____ Provided data

PR #952, opened 2026-08-05
[guardian-proxy] Push metrics to Mimir from in-process

0xsiddharthks:
## Summary

Nothing scrapes the guardian proxy: it runs on Fargate and the scrapers live in GKE, so `guardian_proxy_*` never reached Mimir. The proxy now pushes its own registry over Prometheus remote write. A collector sidecar was the alternative, but every container in an ECS task shares the task role, and this one can read the guardian's withdrawal log.

Verified on devnet (sui-operations run 33692347929): `guardian_proxy_widlog_*` lands in Mimir with the full `le` ladder. Pairs with MystenLabs/sui-operations#8549, which sets the env vars.

## Changes

- `remote_write.rs`: gather the registry every `MIMIR_PUSH_INTERVAL_SECS` (default 60, max 300) and POST it as prompb over snappy with basic auth. Off unless `MIMIR_URL` is set.
- Retry the same body with backoff (1s to 16s) on 5xx, 429 and network errors; other 4xx and 3xx are not retried. Every attempt is cut off at the next scheduled tick, so a stalled push never outlives the snapshot after it.
- Label merge follows Prometheus: a metric's own label wins over an external label of the same name.
- No redirects, which would turn the POST into a bodyless GET.
- Validate the config at startup: http(s) URL, non-empty credentials, interval in 1..=300, and `MIMIR_EXTERNAL_LABELS` with no repeated or encoder-reserved names (`__*`, `le`).
- Hand-rolled prompb: `prometheus-reqwest-remote-write` emits histogram buckets under the bare metric name, which breaks `histogram_quantile`.


crates/hashi-guardian-proxy/src/remote_write.rs
```diff
@@ -0,0 +1,321 @@
...
+        .context("remote-write client build")?;
+    let authorization = basic_auth(&config.username, &config.password)?;
+
+    tokio::spawn(async move {
+        info!(url = %config.url, interval =? config.interval, "Started the metrics push task.");
+        let mut ticker = tokio::time::interval(config.interval);
+        ticker.set_missed_tick_behavior(tokio::time::MissedTickBehavior::Skip);
+        loop {
+            ticker.tick().await;
+            if let Err(e) = push_once(&client, &config, &authorization, &registry).await {
```
dlukegordon, line 52: If this request gets a 5xx, we drop it and send a new snapshot on the next tick. If the proxy restarts before a successful push, counter changes can be lost.

Can we retry the same request with exponential backoff for network errors and 5xx responses? Normal 4xx responses should not be retried.

crates/hashi-guardian-proxy/src/config.rs
```diff
@@ -84,10 +105,40 @@ impl Config {
...
+    raw.split(',')
+        .map(str::trim)
+        .filter(|entry| !entry.is_empty())
+        .map(|entry| {
+            let (name, value) = entry.split_once('=').with_context(|| {
+                format!("MIMIR_EXTERNAL_LABELS entry {entry:?} must be name=value")
+            })?;
+            let (name, value) = (name.trim(), value.trim());
+            anyhow::ensure!(
+                is_label_name(name) && !value.is_empty(),
```
julio-ml: parse_external_labels validates each entry independently but does not reject duplicate keys or names added later by the encoder. Values such as `network=a,network=b` or `__name__=foo` produce repeated labels; `le=foo` does the same for histogram series. Remote Write forbids repeated label names, so Mimir skips the invalid series and returns 400. Please reject duplicate keys and collisions with generated labels at startup.

crates/hashi-guardian-proxy/src/config.rs
```diff
@@ -73,6 +80,20 @@ impl Config {
...
             parse_kp_roster(&std::env::var("AUTHORIZED_KP_FINGERPRINTS").unwrap_or_default())?;
+        let remote_write = match std::env::var("MIMIR_URL").ok().filter(|u| !u.is_empty()) {
+            None => None,
+            Some(url) => Some(RemoteWriteConfig {
+                url,
+                username: std::env::var("MIMIR_USERNAME")
+                    .unwrap_or_else(|_| "incoming_metrics".to_string()),
+                password: std::env::var("MIMIR_PASSWORD")
+                    .context("MIMIR_PASSWORD must be set when MIMIR_URL is")?,
+                interval: Duration::from_secs(parse_env_u64("MIMIR_PUSH_INTERVAL_SECS", 60)?),
```
julio-ml: `MIMIR_PUSH_INTERVAL_SECS=0` is accepted here, but `tokio::time::interval(Duration::ZERO)` panics. Because this binary installs an aborting panic hook, that configuration terminates the entire proxy despite metrics being intended not to take it down. Please require a strictly positive interval during config parsing.

crates/hashi-guardian-proxy/src/remote_write.rs
0xsiddharthks: Done in ee177cc6a: a 5xx, 429 or network error now resends the same body with exponential backoff (1s→16s) until the next push is due, then the fresh snapshot takes over; any other 4xx is not retried.

crates/hashi-guardian-proxy/src/config.rs
0xsiddharthks: Done in ee177cc6a: `parse_external_labels` (moved next to the encoder in `remote_write.rs`) now rejects repeated names, `__`-prefixed names and `le` at startup.

crates/hashi-guardian-proxy/src/config.rs
0xsiddharthks: Done in ee177cc6a: `MIMIR_PUSH_INTERVAL_SECS` must be ≥ 1, enforced at startup.

dlukegordon (commented):
Additional review findings.

crates/hashi-guardian-proxy/src/remote_write.rs
```diff
@@ -0,0 +1,525 @@
...
+) -> Vec<TimeSeries> {
+    let mut out = Vec::new();
+    for family in families {
+        let name = family.name();
+        for metric in family.get_metric() {
+            // External labels win; a series may not carry a label name twice.
+            let mut common: Vec<Label> = metric
+                .get_label()
+                .iter()
+                .filter(|l| !external_labels.iter().any(|(k, _)| k == l.name()))
```
dlukegordon: External labels currently replace metric labels. If `outcome` is configured externally, every existing request-counter child collapses to the same label set and timestamp, so Mimir rejects conflicting duplicate-timestamp samples. Please follow Prometheus's merge behavior and keep metric labels when both sources define the same name, or reject the collision.

crates/hashi-guardian-proxy/src/remote_write.rs
```diff
@@ -0,0 +1,525 @@
...
+        .context("remote-write client build")?;
+    let authorization = basic_auth(&config.username, &config.password)?;
+
+    tokio::spawn(async move {
+        info!(url = %config.url, interval =? config.interval, "Started the metrics push task.");
+        let mut ticker = tokio::time::interval(config.interval);
+        ticker.set_missed_tick_behavior(tokio::time::MissedTickBehavior::Skip);
+        loop {
+            ticker.tick().await;
+            let deadline = Instant::now() + config.interval;
```
dlukegordon: This deadline can extend past the ticker's actual next scheduled tick after a late `Skip` tick, and an in-flight request is not bounded by it. A stalled send can therefore keep the old snapshot alive after a fresh push is due. Please derive the deadline from the instant returned by `ticker.tick()` and wrap each attempt with `timeout_at(deadline, ...)`.

crates/hashi-guardian-proxy/src/remote_write.rs
```diff
@@ -0,0 +1,525 @@
...
+    pub username: String,
+    pub password: String,
+    pub interval: Duration,
+    pub external_labels: Vec<(String, String)>,
+}
+
+/// Spawn the push task. A failing push is retried until the next one is due,
+/// then dropped for the fresh snapshot; metrics never take the proxy down.
+pub fn start(config: RemoteWriteConfig, registry: Registry) -> Result<()> {
+    let client = reqwest::Client::builder()
```
dlukegordon: Reqwest follows redirects by default, and 301/302/303 convert this POST into a bodyless GET. If that GET returns 2xx, the snapshot is silently discarded as successful. Please disable redirects for the Remote Write client, or only follow redirects that preserve the POST method and body.

crates/hashi-guardian-proxy/src/config.rs
```diff
@@ -75,6 +83,29 @@ impl Config {
...
+            None => None,
+            Some(url) => {
+                let interval_secs = parse_env_u64("MIMIR_PUSH_INTERVAL_SECS", 60)?;
+                // `tokio::time::interval` panics on zero, and a panic aborts this binary.
+                anyhow::ensure!(
+                    interval_secs > 0,
+                    "MIMIR_PUSH_INTERVAL_SECS must be at least 1"
+                );
+                Some(RemoteWriteConfig {
+                    url: url.parse().context("MIMIR_URL must be a valid URL")?,
```
dlukegordon: `Url::parse` accepts non-HTTP schemes, but reqwest rejects them only during send, where the error is treated as transient forever. Please require `http` or `https` while parsing `MIMIR_URL` so a typo fails startup.

crates/hashi-guardian-proxy/src/remote_write.rs
0xsiddharthks: Fixed in 5dcff8498, metric labels win now like in Prometheus. Added a test with two `outcome` children to make sure they stay separate series.

crates/hashi-guardian-proxy/src/remote_write.rs
0xsiddharthks: Good catch. The deadline now comes from the instant `tick()` returns, and each attempt is wrapped in `timeout_at(deadline)`. 5dcff8498.

crates/hashi-guardian-proxy/src/remote_write.rs
0xsiddharthks: Disabled redirects on the client, so a 3xx now fails the push as permanent. Added 301/303 to the classification test. 5dcff8498.

crates/hashi-guardian-proxy/src/config.rs
0xsiddharthks: Now requires http/https at parse time, and reqwest builder errors are treated as permanent. Also capped the interval at 300s, a huge value overflowed the deadline math and would have aborted the proxy. 5dcff8498.

dlukegordon (approved):
All review comments have been addressed.

PR #953, opened 2026-08-05
Accumulate nonce dealer certs within a stamped time window past the `W−f` floor

zhouwfang:
Re-merging #841


packages/hashi/sources/core/tob.move
```diff
@@ -52,6 +45,18 @@ public struct DealerSubmissionV1 has copy, drop, store {
     signature: CommitteeSignature,
 }
 
+public struct StampedDealerSubmissionV1 has copy, drop, store {
```
Bridgerz, line 48: Is there a reason we have these structs versioned already? We only add struct versions when we need to upgrade an existing struct.

packages/hashi/sources/core/tob.move
```diff
@@ -52,6 +45,18 @@ public struct DealerSubmissionV1 has copy, drop, store {
...
+    submission: DealerSubmissionV1,
+    timestamp_ms: u64,
+}
+
+public struct StampedEpochCertsV1 has store {
```
Bridgerz, line 53: same as above

packages/hashi/sources/hashi.move
```diff
@@ -223,6 +223,18 @@ public(package) fun epoch_certs(
...
+public(package) fun epoch_certs_stamped(
+    self: &mut Hashi,
+    key: hashi::tob::TobKey,
+    ctx: &mut TxContext,
+): &mut hashi::tob::StampedEpochCertsV1 {
+    let epoch = key.epoch();
+    if (!self.tob.contains(key)) {
+        self.tob.add(key, hashi::tob::create_stamped(epoch, key.protocol_type(), ctx));
+    };
+    self.tob.borrow_mut(key)
```
Bridgerz, line 235: This borrow_mut doesn't check the existing entry's concrete type. commit_upgrade auto-enables the new version in the same tx that publishes, so any batch mid-accumulation at upgrade time has a bare bucket, and every post-upgrade submit_nonce_cert for it will abort here. If it hadn't reached the W-f floor yet it never will, and presig refill pins on that index until reconfig. Same race the other way while any pre-upgrade binary is still submitting: first submitter fixes the bucket layout and the other side aborts for the rest of the batch.

Can we make the v2 submit layout tolerant? Append matching the existing bucket type, and only create stamped buckets fresh. That fixes both directions and we wouldn't need to time the upgrade around in-flight batches.

packages/hashi/sources/core/cert_submission.move
```diff
@@ -63,10 +59,16 @@ entry fun destroy_all_certs(
     protocol_type: ProtocolType,
 ) {
     hashi.versioning().assert_version_enabled();
+    let is_nonce_generation = protocol_type.is_nonce_generation();
     let key = hashi::tob::tob_key(epoch, batch_index, protocol_type);
     let current_epoch = hashi.committee_set().epoch();
-    let epoch_certs: hashi::tob::EpochCertsV1 = hashi.tob_mut().remove(key);
-    hashi::tob::destroy_all(epoch_certs, current_epoch);
+    if (is_nonce_generation) {
+        let epoch_certs: hashi::tob::StampedEpochCertsV1 = hashi.tob_mut().remove(key);
```
Bridgerz, line 66: This picks the remove type from protocol_type instead of what's actually stored, so it aborts on every nonce bucket created before the upgrade (those are EpochCertsV1 and stay that way). As long as v1 stays enabled this is just a GC footgun: bare buckets need the v1 entry, stamped ones need this one, and since nothing in Rust calls destroy_all_certs, whoever runs GC manually has to know which package id to use per bucket. But if we ever disable v1, any bare buckets still around become undestroyable without a v3. Probing the bucket's actual type and routing to destroy_all / destroy_all_stamped fixes both, and it's the same pattern fix as the submit path.

packages/hashi/sources/core/mpc_config.move
```diff
@@ -41,6 +41,8 @@ public(package) fun is_valid_value(key: &std::string::String, value: &config_val
         value.is_u64() && (*value).as_u64() <= MAX_BPS
     } else if (k == &KEY_NONCE_GENERATION_PROTOCOL) {
         value.is_u64() && (*value).as_u64() <= 1
+    } else if (k == &KEY_NONCE_ACCUMULATION_WINDOW_MS) {
```
Bridgerz, line 44: On the real deployment path (v1 chain upgraded to v2) this arm is dead code. update_config rejects keys that aren't already in the stored config, and nothing inserts nonce_accumulation_window_ms at upgrade time, so governance can never set or tune the window on the upgraded chain. It's pinned to the compiled default forever. Same root cause as the e2e override warn/no-op, the window e2e only passes because it asserts the default. We need insert-if-absent for known keys in update_config, or a migration step that seeds the key at upgrade.

crates/hashi/src/mpc/mpc_except_signing.rs
```diff
@@ -1084,38 +1149,62 @@ impl MpcManager {
...
         &self,
         certs: &VerifiedNonceCerts<T>,
-    ) -> (HashSet<Address>, u32) {
-        let required_weight = self.required_nonce_weight();
-        let mut weight_sum = 0u32;
+    ) -> (HashSet<Address>, NonceCollectionWindow) {
+        self.certified_nonce_dealers_in_window(certs, self.nonce_collection_window())
+    }
+
+    fn certified_nonce_dealers_in_window<T: NonceCertTimestamp>(
```
Bridgerz, line 1159: Weight threshold mismatch here: this walk admits any signature-verified committee cert, but in AVID mode verified_nonce_certs verifies at avid_vote_quorum (W-f) while run_as_avid_nonce_party requires total_reduced_weight for AvssVote certs. So a confirm cert with weight in [W-f, W) counts toward the floor/cutoff here but gets rejected by the party loop. One byzantine dealer landing a thin cert under its own slot wedges the batch for the rest of the epoch, which is inside the fault model AVID is supposed to tolerate. These two paths should agree on the admission threshold.

crates/hashi/src/mpc/service.rs
```diff
@@ -1039,6 +1203,176 @@ impl MpcService {
...
+                if tokio::time::Instant::now() >= wait_deadline {
+                    metrics.mpc_nonce_fetch_floor_unreached_total.inc();
+                    anyhow::bail!(
+                        "nonce certs never reached the floor for epoch {epoch} batch {batch_index}"
+                    );
+                }
+                tokio::time::sleep(NONCE_WINDOW_WAIT_POLL).await;
+                continue;
+            }
+            let read_side_past_cutoff = |cutoff_ms: u64| async move {
```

________

How to complete this task: Your reply should hold every line from the data that contains "iter", copied in full.

Task solution:
+                .iter()
+                .filter(|l| !external_labels.iter().any(|(k, _)| k == l.name()))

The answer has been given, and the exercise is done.